The stimuli were composed of two mixed sentences from the CRM corpus in French, with random talkers. The call sign “Delta” was assigned to the target sentence. The masker sentence could take any other call sign randomly among the remaining seven call signs. The colors and numbers for both sentences were random, with different colors and numbers for the target and the masker. The target and the masking sentences were presented simultaneously under diotic listening. The sound level of the masking sentence was fixed, while the sound level of the target sentence was adjusted according to one of the 8 target-to-masker ratios (TMRs) randomly, between −9 and +12 dB in steps of 3 dB. In addition, the sound level of the mixture was randomly roved over a 6-dB range [in 1-dB steps (Brungart, 2001)]. For a TMR of 0 dB, the sentences were played at approximately 55 dBA, as measured with a Brüel & Kjaer type 2250 sound level meter and a Brüel & Kjaer type 4153 artificial ear connected to a G.R.A.S. Type 12AK power supply.

Participants completed one test block of 240 trials, thus on average around 30 repetitions per TMR. On each trial, participants had to indicate the color and number corresponding to the target call sign by clicking on the corresponding button. There was no time limit for responding, and the next trial started 0.5 s after their response.

The TMR factor had eight levels: from −9 to 12 dB TMR in steps of 3 dB; while the three levels of the masking condition factor were: “different sex,” “same sex,” and “same talker.” Due to random sampling, for two participants, no trials were drawn at 12 dB TMR in the condition “same talker” (i.e., with the same talker in both target and masker sentences). These two missing values were replaced by the median of the values obtained from the other eight participants. We carried out several generalized linear models with TMR and masking condition as within-subject factors. Tukey-HSD post hoc tests were conducted when main effects or interactions were significant. Before running statistical tests, all required assumptions were checked, concerning normality of the data, variance homogeneity between groups and sphericity for within-subjects testing. Statistical analyses were performed using statistica software version 13 (TIBCO Software, Inc., CA).
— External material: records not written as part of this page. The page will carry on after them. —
PR #571, opened 2016-04-21
package libsqlite3x-devel required for CentOS

Maxim-Mazurok:
Added package libsqlite3x-devel as a requirement for CentOS, because when I was building sqlitebrowser-3.8.0 from source on my Centos 7, command `cmake .` throwed error: 
"CMake Error: The following variables are used in this project, but they are set to NOTFOUND.
Please set them or make sure they are set and tested correctly in the CMake files:
LIBSQLITE
    linked by target "sqlitebrowser" in directory /home/maxim/software/sqlitebrowser-3.8.0"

Figure 1 shows the intelligibility performance for color and number, in the three masking cases: different sex, same sex, same talker. In particular, the analyses carried out for the correct recognition of both the number and the color show a significant main effect of the masking condition [F(2, 18) = 36.153, p < 0.0001, ηp2 = 0.801], of the TMR [F(7, 63)= 26.793, p < 0.0001, ηp2 = 0.749], as well as a significant interaction between both factors [F(14, 126) = 6.804, p < 0.0001, ηp2 = 0.431]. As expected, intelligibility was better for “different sex” vs “same sex” [p < 0.001], and for “same sex” vs “same talker” [p < 0.05]. On average masking conditions, intelligibility was equivalent from −9 to 0 dB TMR [p > 0.05] and from 3 to 12 dB TMR [p > 0.05], except between 3 and 12 dB TMR [p < 0.05]. Yet, it was different between these two TMR areas, with overall better intelligibility scores for higher TMRs [p < 0.01]. Interestingly, the significant interaction between the TMR and the masking factors indicated that when the difficulty of the masking condition increased, intelligibility performances dropped around 0 dB TMR. Indeed, for the “different sex” condition, intelligibility decreased very slightly and monotonously with TMR, with a significant difference only between −9 and {3 to 12} dB TMR [p < 0.01; p > 0.05 for all other comparisons]. While for the “same talker” condition, the intelligibility score curve showed a local minimum at 0 dB TMR, significantly lower on one side from −9 dB TMR, and on the other from {3 to 12} dB TMR [p < 0.001].

Fig. 1.

Percentage of correct identifications as a function of TMR. The top panel shows the average score for number identification. The middle panel shows the average score for color identification. The bottom panel shows the average score for both the number and color identification. The data are shown separately for trials where the competing talkers were of different sexes, where the talkers were either male or female, and where the same talker was used for both the target and masker sentences. The error bars represent the standard error of the mean.

Fig. 1.

Percentage of correct identifications as a function of TMR. The top panel shows the average score for number identification. The middle panel shows the average score for color identification. The bottom panel shows the average score for both the number and color identification. The data are shown separately for trials where the competing talkers were of different sexes, where the talkers were either male or female, and where the same talker was used for both the target and masker sentences. The error bars represent the standard error of the mean.

Close modal

As for the English corpus (Brungart, 2001), the distribution of responses confirmed the predominance of informational masking in this speech-on-speech task (Fig. 2). Indeed, the incorrect responses were mainly taken from the words of the masking sentence and not guessing responses.

Fig. 2.

Distribution of the listeners' responses among the correct word spoken by the target talker (dark gray), the incorrect word spoken by the masking talker (light gray), and all the other possible incorrect responses (black). The left and right panels show, respectively, the score for color and for number identification.

Fig. 2.

Distribution of the listeners' responses among the correct word spoken by the target talker (dark gray), the incorrect word spoken by the masking talker (light gray), and all the other possible incorrect responses (black). The left and right panels show, respectively, the score for color and for number identification.

Close modal

Finally, note that the participants seemed to be subject to a moderate learning effect. For this analysis, the 240 trials performed by each participant were divided into 5 blocks of 48 successive trials. The effect of the learning factor only indicated a non-significant trend [F(4, 36) = 2.320, p = 0.076, ηp2 = 0.205], with an increase in average score after the first block which seemed to stabilize after the second or third block [respectively, (1) 70.21 ± 4.27%, (2) 75.42 ± 3.15%, (3) 76.46 ± 3.03%, (4) 79.79 ± 4.23%, (5) 78.13 ± 3.56%].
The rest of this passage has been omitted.